Speaker: Dr. Song Liao, Assistant Professor at Texas Tech University
Time: April 3, 2025, 1:30 pm - 3:00 pm
Room: E297L, Discovery Park, UNT
Coordinator: Dr. Haihua Chen
Abstract: Voice personal assistants (VPAs) such as Amazon Alexa and Google Assistant are rapidly gaining popularity in both domestic and business. Today's VPA services have been largely expanded by allowing third-party developers to build voice apps (named "skill" in the Amazon Alexa platform) and publish them to marketplaces. Many of these apps collect users’ sensitive personal data for various functionalities, which raises significant privacy concerns for users. To ensure the privacy safety of voice apps, VPA platform providers have specified a set of requirements to be adhered to by third-party developers. The collection and processing of such data are also governed by legal frameworks like the General Data Protection Regulation (GDPR).
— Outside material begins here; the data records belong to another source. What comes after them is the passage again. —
PR #63, opened 2020-10-06
Flask: GET analysis by updated date

### LINKED ISSUE #53: Add parameter to GET analysis endpoint to query by updated date
Requires #18

Madelinehazel:
I'm not sure that Flask has a built-in method for verifying a datetime in the URL (i.e. @app.route('/api/analyses/<datetime:updated_date>', methods=['GET'], endpoint='analyses_list') returns an error, raise LookupError("the converter %r does not exist" % converter_name) LookupError: the converter 'datetime' does not exist). May need a custom convert? E.g. https://stackoverflow.com/questions/31669864/date-in-flask-url

Testing: curl http://localhost:3000/api/analyses/2020-08-05

Closes #53


delvinso:
yeah, I think a custom converter is the best bet: from the flask documentation only strings, int, float, or paths are automatically converted: https://exploreflask.com/en/latest/views.html

kevinlul:
Echoing what Delvin said, you'll need to provide the converting logic from strings to datetime (like `strptime`) for the time argument, or only accept Unix timestamps. The parameter should be in the query string (e.g. `/api/analyses?since=2020-05-01`) instead of part of the path, to avoid suggesting that the date labels an object in the collection.

flask/app/__init__.py
```diff
@@ -21,3 +21,4 @@
 from app.manage import *
 from app.routes import *
 from app.buckets import *
+from app.util import *
```
kevinlul, line 24: This no longer exists!

flask/app/manage.py
```diff
@@ -1,11 +1,13 @@
...
+from datetime import datetime
 
 @app.cli.command('add-default-admin')
 def add_default_admin():
     if len(db.session.query(models.User).all()) == 0:
         default_admin = models.User(
             username=app.config.get('DEFAULT_ADMIN'),
-            email=app.config.get('DEFAULT_ADMIN_EMAIL')
+            email=app.config.get('DEFAULT_ADMIN_EMAIL'),
+            last_login= datetime.now()
```
kevinlul, line 10: Good catch, but drop the space after the `=`

flask/app/routes.py
```diff
@@ -12,6 +12,8 @@
 
 from app import app, db, login, models
 
+app.url_map.converters['date'] = util.DateConverter
+
```
kevinlul, line 16: This no longer exists!

flask/app/routes.py
```diff
@@ -277,10 +279,17 @@ def participants_list():
 @app.route('/api/analyses', methods=['GET'], endpoint='analyses_list')
 @login_required
 def analyses_list():
+    since_date = request.args.get('since', default='0001-01-01')
+    try:
+        since_date = datetime.strptime(since_date, "%Y-%m-%d").date()
+    except:
+        return 'Malformed query date', 401
```
kevinlul, line 286: Status code should be 400

flask/app/routes.py
```diff
@@ -277,10 +279,17 @@ def participants_list():
 @app.route('/api/analyses', methods=['GET'], endpoint='analyses_list')
 @login_required
 def analyses_list():
+    since_date = request.args.get('since', default='0001-01-01')
+    try:
+        since_date = datetime.strptime(since_date, "%Y-%m-%d").date()
```
kevinlul, line 284: This works great! However, we want to query with more granularity than just the date (sorry if the requirement was unclear). Can the time be included as well?

kevinlul (changes requested):

Madelinehazel:
Query string must now contain time, ex:
`curl http://localhost:3000/api/analyses?since=2020-08-03T01:00:00`

@kevinlul does this comply with conventions for representing datetimes? Should the timezone be included?

kevinlul:
Timezone should be included so the timestamp is an ISO standard string.

Madelinehazel:
Added timezone handling, example query: 
`curl http://localhost:3000/api/analyses?since=2020-08-03T00:00:00-04:00`

where -04:00 represents the UTC offset for time in Toronto with daylight savings

kevinlul:
Sorry, I looked into this a little more to see how this might interoperate with the frontend, and I think using the standard library [ISO formatter](https://docs.python.org/3/library/datetime.html#datetime.datetime.fromisoformat) will achieve better results.

kevinlul (approved):
LGTM

PR #64, opened 2020-10-06
Adding month of birth to participant table

helrick:
Using datetime as suggested by @kevinlul to take advantage of date checking functionality in MySQL


flask/app/models.py
```diff
@@ -69,6 +69,7 @@ class Participant(db.Model):
     sex: Sex = db.Column(db.Enum(Sex), nullable=False)
     # Sample.SampleType
     participant_type: ParticipantType = db.Column(db.Enum(ParticipantType), nullable=False)
+    month_of_birth: str = db.Column(db.DateTime)
```
kevinlul, line 72: Just use [`db.Date`](https://docs.sqlalchemy.org/en/13/core/type_basics.html#sqlalchemy.types.Date) since the time is irrelevant. The Python typing should be `datetime.date`

kevinlul (commented):
Is it possible to define a check constraint limiting the day of the month to 1 as discussed? I think in SQL it would be like `CHECK(DAY(month_of_birth) = 1)` but I'm not confident.

- [Check constraints in SQLAlchemy](https://docs.sqlalchemy.org/en/13/core/constraints.html#sqlalchemy.schema.CheckConstraint)
- [Check constraints in MySQL](https://dev.mysql.com/doc/refman/8.0/en/create-table-check-constraints.html)
- https://dev.mysql.com/doc/refman/8.0/en/date-and-time-functions.html#function_day

flask/app/models.py
helrick: resolved in d86688a

helrick:
> Is it possible to define a check constraint limiting the day of the month to 1 as discussed? I think in SQL it would be like `CHECK(DAY(month_of_birth) = 1)` but I'm not confident.
> 
> * [Check constraints in SQLAlchemy](https://docs.sqlalchemy.org/en/13/core/constraints.html#sqlalchemy.schema.CheckConstraint)
> * [Check constraints in MySQL](https://dev.mysql.com/doc/refman/8.0/en/create-table-check-constraints.html)
> * https://dev.mysql.com/doc/refman/8.0/en/date-and-time-functions.html#function_day

This isn't possible through SQLAlchemy as far as I can tell (https://docs.sqlalchemy.org/en/13/core/constraints.html#sqlalchemy.schema.CheckConstraint says that "some databases do not actively support check constraints such as MySQL."). However, I was able to enable this by manually editing the flask migration file and adding the CHECK constraint MySQL command in d86688a

kevinlul:
You can specify literal SQL. I believe the talk about MySQL not supporting check constraints is for versions before 8.0.16, but we are using the latest.
image

helrick:
> You can specify literal SQL. I believe the talk about MySQL not supporting check constraints is for versions before 8.0.16, but we are using the latest.
> image

I tried this by making the models.py definition `month_of_birth: datetime.date = db.Column(db.Date, CheckContraint("(DAY(month_of_birth) = 1)"))` and also tried wrapping the DAY in a CHECK() call. Neither of those added check to the MySQL database though. The only way I could figure out how enable it was through pure MySQL in the migration file.

kevinlul (approved):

In this talk, I will present our work on ensuring privacy compliance of voice applications. We first analyzed privacy policy documents from third-party developers in the US marketplace. The results showed that a substantial number of problematic privacy policies exist in the Amazon Alexa and Google Assistant platforms. We also extend our focus to voice apps in European marketplaces, assessing their privacy compliance with GDPR regulations. To understand the actual data collection behaviors in voice apps, we designed a dynamic testing tool named “SkillDetective” and static tool named “SkillScanner” to automatically test voice-app behaviors and report on potential privacy violations. Finally, the limitations in privacy policy documents limitations motive us to explore and design new means of privacy notification. We proposed the concept of Privacy Notice over Voice, an accessible and inclusive mechanism to make users aware of the data practices through the conversational interface.
Bio of the speaker: Song Liao is currently Tenure-Track Assistant Professor in the Department of Computer Science at Texas Tech University. He received his Ph.D. degree from Clemson University in 2024, under the guidance of Dr. Long Cheng. He received his B.S. and M.S. degrees from Xi'an Jiaotong University in 2015 and 2018, respectively. His research interests include IoT security and privacy, data science, and online abuse detection. Specifically, he delved deeply into the policy and privacy compliance of voice assistant applications, conducting a comprehensive series of studies in this area. His works have been published in top conferences, including ACM CCS, Usenix Security, NDSS, WWW, Ubicomp, and KDD. Notably, his work on privacy policy analysis received the Distinguished Paper Award in ACSAC 2020.